== What to work on ==
Pick out and copy every line below that has the word "constants".

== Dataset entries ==
------------------------------------------------------------

Issue #129, opened 2015-08-01
[addon] Visible workarea for buildings


Spikeone:
How it should work:
- when you click on a building (woodcutter's house, quarry, farm, catapult, etc) you should see the 'workarea' of that building
- workarea is an option which should show you the range of each building
- you can see but you can't change the workarea

How to enable this addon:
- this addon should be optional. Should be available like other RttR addons (in options).

Why this addon:
Many times you are curious what is the range of your catapult, how far your woodcutter can go, etc. This option is missing from the very beginning. Should be very helpful for each player.

https://bugs.launchpad.net/s25rttr/+bug/1394118

K4T:
Awesome idea, I would like to see this in game too.

Flow86:
+1

MarcusSt:
Is clicking the right way? Shouldn't it be on mouse over or sth? Otherwise, when will the area disappear? Is it associated with the respective window? Do I want so see the areas of all military buildings I have windows open for?

I like the general idea, but we should discuss about the way this can be implemented.

Spikeone:
Well, there are several good ideas I guess but two are best for me:
Hotkey for displaying workareas (just like space for BQ) so for example CTRL + SPACE = Civil buildings working space, ALT + SPACE = Military building working space.
or
You have a button in each building where you can manually enable/disable this.

Maybe both can be  implemented at the same time.

MarcusSt:
How do you define "military building working space"?

Spikeone:
As combat reach (full and max), for building there is already an addon "military aid"

RazrFalcon:
This will be very useful for farms.

Spikeone:
From #1228:
I assume that the work area for a particular building is centered on the building itself, and then extends out to a certain radius. In other words, the tree planter will plant trees __ meters from his building. It would be nice if one could move the work area. If enough trees have been planted with the building in the center, move the center of the work area off of the building to a new location (within reason) so he can keep working.

Thank you for considering this. :)

Flamefire:
Well, this is Settlers 2. So while I'd agree in showing the work area as a convenience changing it would be to much change to the game especially as the work required would be huge. So similar to allowing settlers to walk freely I'd refer players wanting this to settlers 3 and 4.

Spikeone:
Guess we can all agree, that this is more settlers3/4 than 2 where everything is indirect.
[...]

PR #1946, opened 2026-06-15
Radius overlay

morganchristiansson:
Add tooltip and overlay for building ranges

image
image
image
image

### DIFF
--- a/libs/s25main/GlobalGameSettings.cpp
+++ b/libs/s25main/GlobalGameSettings.cpp
@@ -156,7 +156,7 @@ const GlobalGameSettings::AddonWithState* GlobalGameSettings::getAddon(AddonId i
 bool GlobalGameSettings::isEnabled(AddonId id) const
 {
     const auto* addon = getAddon(id);
-    return addon && addon->status != 0;
+    return addon && addon->status != addon->addon->getDefaultStatus();
 }
 
 unsigned GlobalGameSettings::getSelection(AddonId id) const
--- a/libs/s25main/GlobalGameSettings.cpp
+++ b/libs/s25main/GlobalGameSettings.cpp
@@ -156,7 +156,7 @@ const GlobalGameSettings::AddonWithState* GlobalGameSettings::getAddon(AddonId i
 bool GlobalGameSettings::isEnabled(AddonId id) const
 {
     const auto* addon = getAddon(id);
-    return addon && addon->status != addon->addon->getDefaultStatus();
+    return addon && addon->status != 0;
 }
 
 unsigned GlobalGameSettings::getSelection(AddonId id) const
--- a/libs/s25main/GlobalGameSettings.cpp
+++ b/libs/s25main/GlobalGameSettings.cpp
@@ -108,7 +108,8 @@ void GlobalGameSettings::registerAllAddons()
         AddonForesterFarmFieldAvoidance,
         AddonForesterReachRadius,
         AddonWoodcutterReachRadius,
-        AddonStonemasonReachRadius
+        AddonStonemasonReachRadius,
+        AddonBuildingRadius
     >;
     // clang-format on
     using namespace boost::mp11;
--- a/libs/s25main/addons/AddonBuildingRadius.h
+++ b/libs/s25main/addons/AddonBuildingRadius.h
@@ -16,6 +16,7 @@ public:
     AddonBuildingRadius()
         : AddonBool(AddonId::BUILDING_RADIUS, AddonGroup::GamePlay, _("Show building radius"),
                     _("Shows the working radius of buildings in the build menu tooltip and as an overlay on the map "
-                      "when hovering over a building icon or selecting a building."))
+                      "when hovering over a building icon or selecting a building."),
+                    1) // Enabled by default
     {}
 };
--- a/libs/s25main/addons/AddonBuildingRadius.h
+++ b/libs/s25main/addons/AddonBuildingRadius.h
@@ -1,0 +1,21 @@
+// Copyright (C) 2005 - 2026 Settlers Freaks (sf-team at siedler25.org)
+//
+// SPDX-License-Identifier: GPL-2.0-or-later
+
+#pragma once
+
+#include "AddonBool.h"
+#include "mygettext/mygettext.h"
+
+/**
+ *  Show building radius information in tooltips and as map overlay
+ */
+class AddonBuildingRadius : public AddonBool
+{
+public:
+    AddonBuildingRadius()
+        : AddonBool(AddonId::BUILDING_RADIUS, AddonGroup::GamePlay, _("Show building radius"),
+                    _("Shows the working radius of buildings in the build menu tooltip and as an overlay on the map "
+                      "when hovering over a building icon or selecting a building."))
+    {}
+};
--- a/libs/s25main/desktops/dskGameInterface.cpp
+++ b/libs/s25main/desktops/dskGameInterface.cpp
@@ -750,6 +750,9 @@ bool dskGameInterface::Msg_LeftUp(const MouseCoords& mc)
 
 bool dskGameInterface::Msg_MouseMove(const MouseCoords& mc)
 {
+    // Update radius preview for buildings under the cursor (event-driven, not in draw loop)
+    gwv.UpdateRadiusPreviewForMousePos(mc.pos);
+
     if(!isScrolling)
     {
         if(mc.num_tfingers == 1)
--- a/libs/s25main/figures/nofHunter.cpp
+++ b/libs/s25main/figures/nofHunter.cpp
@@ -132,16 +132,14 @@ void nofHunter::HandleDerivedEvent(unsigned /*id*/)
 void nofHunter::TryStartHunting()
 {
     // Find animals in a square around building (actually should be circle, but animals are moving anyway)
-    const int SQUARE_SIZE = 19;
-
     // Liste mit den gefundenen Tieren
     std::vector<noAnimal*> available_animals;
 
     // Durchgehen und nach Tieren suchen
     Position curPos;
-    for(curPos.y = pos.y - SQUARE_SIZE; curPos.y <= pos.y + SQUARE_SIZE; ++curPos.y)
+    for(curPos.y = pos.y - HUNTER_SEARCH_HALFSIDE; curPos.y <= pos.y + HUNTER_SEARCH_HALFSIDE; ++curPos.y)
     {
-        for(curPos.x = pos.x - SQUARE_SIZE; curPos.x <= pos.x + SQUARE_SIZE; ++curPos.x)
+        for(curPos.x = pos.x - HUNTER_SEARCH_HALFSIDE; curPos.x <= pos.x + HUNTER_SEARCH_HALFSIDE; ++curPos.x)
         {
             MapPoint curMapPos = world->MakeMapPoint(curPos);
 
--- a/libs/s25main/gameData/BuildingConsts.cpp
+++ b/libs/s25main/gameData/BuildingConsts.cpp
@@ -440,15 +440,23 @@ unsigned GetBuildingRadius(BuildingType bld)
         case BuildingType::CoalMine:
         case BuildingType::IronMine:
         case BuildingType::GoldMine: return MINER_RADIUS;
-        // For farmhand-based buildings, delegate to nofFarmhand::GetWorkRadius via the BLD_WORK_DESC
-        // job mapping. This is the single source of truth for worker reach radii, including
-        // addon-adjustable ranges (woodcutter, forester, stonemason).
-        default:
+        // Farmhand-based buildings — worker goes out to gather resources from the map.
+        // Map each building type to its job via BLD_WORK_DESC, then query the work
+        // radius from nofFarmhand::GetWorkRadius.
+        case BuildingType::Woodcutter:
+        case BuildingType::Forester:
+        case BuildingType::Fishery:
+        case BuildingType::Quarry:
+        case BuildingType::Farm:
+        case BuildingType::Vineyard:
+        case BuildingType::Charburner:
         {
             const auto job = BLD_WORK_DESC[bld].job;
             if(job)
                 return nofFarmhand::GetWorkRadius(*job);
             return 0;
         }
+        // All other building types have no relevant radius overlay
+        default: return 0;
     }
 }
--- a/libs/s25main/gameData/BuildingConsts.cpp
+++ b/libs/s25main/gameData/BuildingConsts.cpp
@@ -6,11 +6,10 @@
 #include "mygettext/mygettext.h"
 #include "gameData/MilitaryConsts.h"
 #include "gameData/GameConsts.h"
-#include "GlobalGameSettings.h"
-#include "addons/AddonWoodcutterReachRadius.h"
-#include "addons/AddonForesterReachRadius.h"
-#include "addons/AddonStonemasonReachRadius.h"
-#include "addons/const_addons.h"
+#include "figures/nofFarmhand.h"
+#include "figures/nofCatapultMan.h"
+#include "figures/nofHunter.h"
+#include "gameTypes/BuildingTypes.h"
 #include <type_traits>
 
 const helpers::EnumArray<const char*, BuildingType> BUILDING_NAMES = {
@@ -417,11 +416,11 @@ const helpers::MultiEnumArray<DrawPoint, Nation, BuildingType> BUILDING_ARMOR_SI
     return result;
 }();
 
-unsigned GetBuildingRadius(BuildingType bld, const GlobalGameSettings& ggs)
+unsigned GetBuildingRadius(BuildingType bld)
 {
     switch(bld)
     {
-        // Military buildings (territory influence radius)
+        // Military buildings (territory influence radius) — from MilitaryConsts.h
         case BuildingType::Barracks: return MILITARY_RADIUS[0];
         case BuildingType::Guardhouse: return MILITARY_RADIUS[1];
         case BuildingType::Watchtower: return MILITARY_RADIUS[2];
@@ -430,35 +429,26 @@ unsigned GetBuildingRadius(BuildingType bld, const GlobalGameSettings& ggs)
         case BuildingType::Headquarters: return HQ_RADIUS;
         // Harbor building
         case BuildingType::HarborBuilding: return HARBOR_RADIUS;
-        // Production buildings with (adjustable) reach radius
-        case BuildingType::Woodcutter:
-        {
-            const unsigned sel = ggs.getSelection(AddonId::WOODCUTTER_REACH_RADIUS);
-            return woodcutterRadiusValues[sel];
-        }
-        case BuildingType::Forester:
-        {
-            const unsigned sel = ggs.getSelection(AddonId::FORESTER_REACH_RADIUS);
-            return foresterRadiusValues[sel];
-        }
-        case BuildingType::Quarry:
-        {
-            const unsigned sel = ggs.getSelection(AddonId::STONEMASON_REACH_RADIUS);
-            return stonemasonRadiusValues[sel];
-        }
-        case BuildingType::Fishery: return FISHERY_RADIUS;
-        case BuildingType::Catapult: return CATAPULT_RANGE;
-        case BuildingType::LookoutTower: return VISUALRANGE_LOOKOUTTOWER; // Scouting range
-        // Farm, Charburner, and Hunter have fixed working/search radii
-        case BuildingType::Farm: return FARMER_RADIUS;
-        case BuildingType::Charburner: return CHARBURNER_RADIUS;
-        case BuildingType::Hunter: return HUNTER_SEARCH_RADIUS; // Search radius (square half-side 19)
-        // Mines extract resources from within a 2-tile radius (miner stays inside building)
+        // Lookout tower — scouting visibility range
+        case BuildingType::LookoutTower: return VISUALRANGE_LOOKOUTTOWER;
+        // Catapult attack range
+        case BuildingType::Catapult: return CATAPULT_MAX_TARGET_RANGE;
+        // Hunter searches for animals in a square of this half-side length
+        case BuildingType::Hunter: return HUNTER_SEARCH_HALFSIDE;
+        // Mines — miner stays inside and extracts from adjacent tiles
         case BuildingType::GraniteMine:
         case BuildingType::CoalMine:
         case BuildingType::IronMine:
         case BuildingType::GoldMine: return MINER_RADIUS;
-        // Buildings that don't have a notable radius
-        default: return 0;
+        // For farmhand-based buildings, delegate to nofFarmhand::GetWorkRadius via the BLD_WORK_DESC
+        // job mapping. This is the single source of truth for worker reach radii, including
+        // addon-adjustable ranges (woodcutter, forester, stonemason).
+        default:
+        {
+            const auto job = BLD_WORK_DESC[bld].job;
+            if(job)
+                return nofFarmhand::GetWorkRadius(*job);
+            return 0;
+        }
     }
 }
--- a/libs/s25main/gameData/BuildingConsts.cpp
+++ b/libs/s25main/gameData/BuildingConsts.cpp
@@ -5,9 +5,12 @@
 #include "BuildingConsts.h"
 #include "mygettext/mygettext.h"
 #include "gameData/MilitaryConsts.h"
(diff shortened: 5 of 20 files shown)


libs/s25main/gameData/BuildingConsts.h
```diff
@@ -119,3 +119,16 @@ constexpr std::array<DrawPoint, 4> SUPPRESS_UNUSED NUBIAN_MINE_FIRE = {{
 
 /// Hilfetexte für Gebäude
 extern const helpers::EnumArray<const char*, BuildingType> BUILDING_HELP_STRINGS;
+
+/// Reach radius for various production buildings (in tiles)
+constexpr unsigned FISHERY_RADIUS = 7;       ///< Fisher searches for fish within this radius
```
Flamefire: If we copy the values here the constants should be used by the respective classes too.
As most (all?) are in `figures` it might make sense to put them in `JobConsts` instead.

libs/s25main/gameData/BuildingConsts.h
```diff
@@ -119,3 +119,16 @@ constexpr std::array<DrawPoint, 4> SUPPRESS_UNUSED NUBIAN_MINE_FIRE = {{
...
+constexpr unsigned HUNTER_SEARCH_RADIUS = 19;  ///< Hunter searches for animals in a square of this half-side length
+constexpr unsigned FARMER_RADIUS = 2;         ///< Farmer plants and harvests crops within this radius
+constexpr unsigned CHARBURNER_RADIUS = 3;     ///< Charburner places and harvests charcoal piles within this radius
+constexpr unsigned CATAPULT_RANGE = 12;       ///< Catapult attack range
```
Flamefire: I see a `if(distance < 14)` check there. So why 12 here?

libs/s25main/ingameWindows/iwAction.h
```diff
@@ -7,6 +7,9 @@
 #include "IngameWindow.h"
 #include "variant.h"
 #include "gameTypes/MapCoordinates.h"
+#include <boost/optional.hpp>
```
Flamefire: Unsed?

libs/s25main/world/GameWorldView.cpp
```diff
@@ -3,9 +3,12 @@
 // SPDX-License-Identifier: GPL-2.0-or-later
 
 #include "world/GameWorldView.h"
+#include <boost/optional.hpp>
```
Flamefire: We are moving to `std::optional`, I opened a PR replacing the remaining boost::optional uses to avoid the confusion: https://github.com/Return-To-The-Roots/s25client/pull/1947

So use that instead please.

libs/s25main/world/GameWorldView.cpp
```diff
@@ -220,6 +223,36 @@ void GameWorldView::Draw(const RoadBuildState& rb, const MapPoint selected, bool
     if(show_names || show_productivity)
         DrawNameProductivityOverlay(terrainRenderer);
 
+    // Draw radius preview outline (if set via action window hover)
+    if(radiusPreview_)
+        DrawRadiusOutline(radiusPreview_->first, radiusPreview_->second);
+
+    // Draw radius outline for the building under the mouse cursor
+    if(!radiusPreview_ && mousePos.x >= 0 && mousePos.x < static_cast<int>(size_.x) && mousePos.y >= 0
```
Flamefire: Why the check for mousePos which isn't used below? And should be the `else` branch for the above

Flamefire (changes requested):
Good idea, makes it a bit S4-like.

@Spikeone Should this be an addon too?

libs/s25main/gameData/BuildingConsts.h
morganchristiansson: Google said 12. :-( I started with my own numbers.
This is fixed.
image

libs/s25main/gameData/BuildingConsts.h
morganchristiansson: I agree. There should be single source of truth for these radiuses.
This is fixed.

Catapult and Hunter did not have re-usable constants and they have now been extracted to constants.

libs/s25main/gameData/BuildingConsts.h
morganchristiansson: Also catapult was not available as constant, I extracted it to constant.

libs/s25main/world/GameWorldView.cpp
morganchristiansson: Replaced boost::optional → std::optional, boost::none → std::nullopt, and remove unused #include <boost/optional.hpp>

libs/s25main/world/GameWorldView.cpp
```diff
@@ -713,6 +746,41 @@ void GameWorldView::RemoveDrawNodeCallback(IDrawNodeCallback* callbackToRemove)
...
+        for(int dw : {-w, 0, w})
+        {
+            for(int dh : {-h, 0, h})
+            {
+                const MapPoint copyPt = MakeMapPoint(Position(basePt.x + dw, basePt.y + dh), mapSize);
+                const auto alt = world.GetNode(copyPt).altitude;
+                const DrawPoint scr = GetNodePos(copyPt) - DrawPoint(0, HEIGHT_FACTOR * alt) - offset;
+                Window::DrawRectangle(Rect(scr - DrawPoint(2, 2), Extent(5, 5)), BORDER_COLOR);
+            }
+        }
```
morganchristiansson: Noone commented on this yet.
The drawn radius was being clipped where map repeats and this is a workaround. Did not find any cleaner way advice appreciated.

Image

libs/s25main/world/GameWorldView.cpp
morganchristiansson: I simplified the UI code it was doing things that weren't needed.

I'm very new to this project thank you for feedback.

libs/s25main/figures/nofHunter.cpp
```diff
@@ -132,16 +132,14 @@ void nofHunter::HandleDerivedEvent(unsigned /*id*/)
 void nofHunter::TryStartHunting()
 {
     // Find animals in a square around building (actually should be circle, but animals are moving anyway)
```
morganchristiansson, line 134: Uhm hunters look for animals in a SQUARE?

Should fix to be circle? Kinda out of scope but can include or do separate PR. Cause right now the range outline doesn't match what game uses.

morganchristiansson: Created PR #1948 to make Hunters use circle instead of square.

libs/s25main/world/GameWorldView.cpp
Flamefire: That is indeed hard. You can use the `GetNodePos` overload taking the height as the base point. Then use `const Position mapDrawSize = world->GetSize() * Position(TR_W, TR_H);` as the offsets

I don't think it gets better than that: You have to draw possibly all copies when the zoom factor is large which it seems is also not yet taken into account. Possibly even that is not enough.
Maybe rather use a (flat_)set to store the radius points and move drawing to `DrawGUI` where you can check with `contains` whether to draw the mark

Flamefire:
Given #129 was a request for an addon, can you add one and guard the code changing the tooltip and setting the draw-circle by the addon setting? We usually keep the default behavior to be the same as in S2

BTW: Unless you just applied a suggested code snippet directly please don't resolve conversations as then we miss your reply

libs/s25main/gameData/BuildingConsts.h
Flamefire: Extracting constants is always good. You just have to make sure you actually use them after defining it.

@Spikeone I guess we should move to actually using radius for all jobs, not rectangles.

Spikeone: Probably yes - can check in the original but pretty sure thats it's circular

Spikeone:
> @Spikeone Should this be an addon too?

Yes, I think so

libs/s25main/gameData/BuildingConsts.h
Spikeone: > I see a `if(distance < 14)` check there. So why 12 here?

------------------------------------------------------------

== Answer for this exercise ==
Flamefire: If we copy the values here the constants should be used by the respective classes too.
Catapult and Hunter did not have re-usable constants and they have now been extracted to constants.
Flamefire: Extracting constants is always good. You just have to make sure you actually use them after defining it.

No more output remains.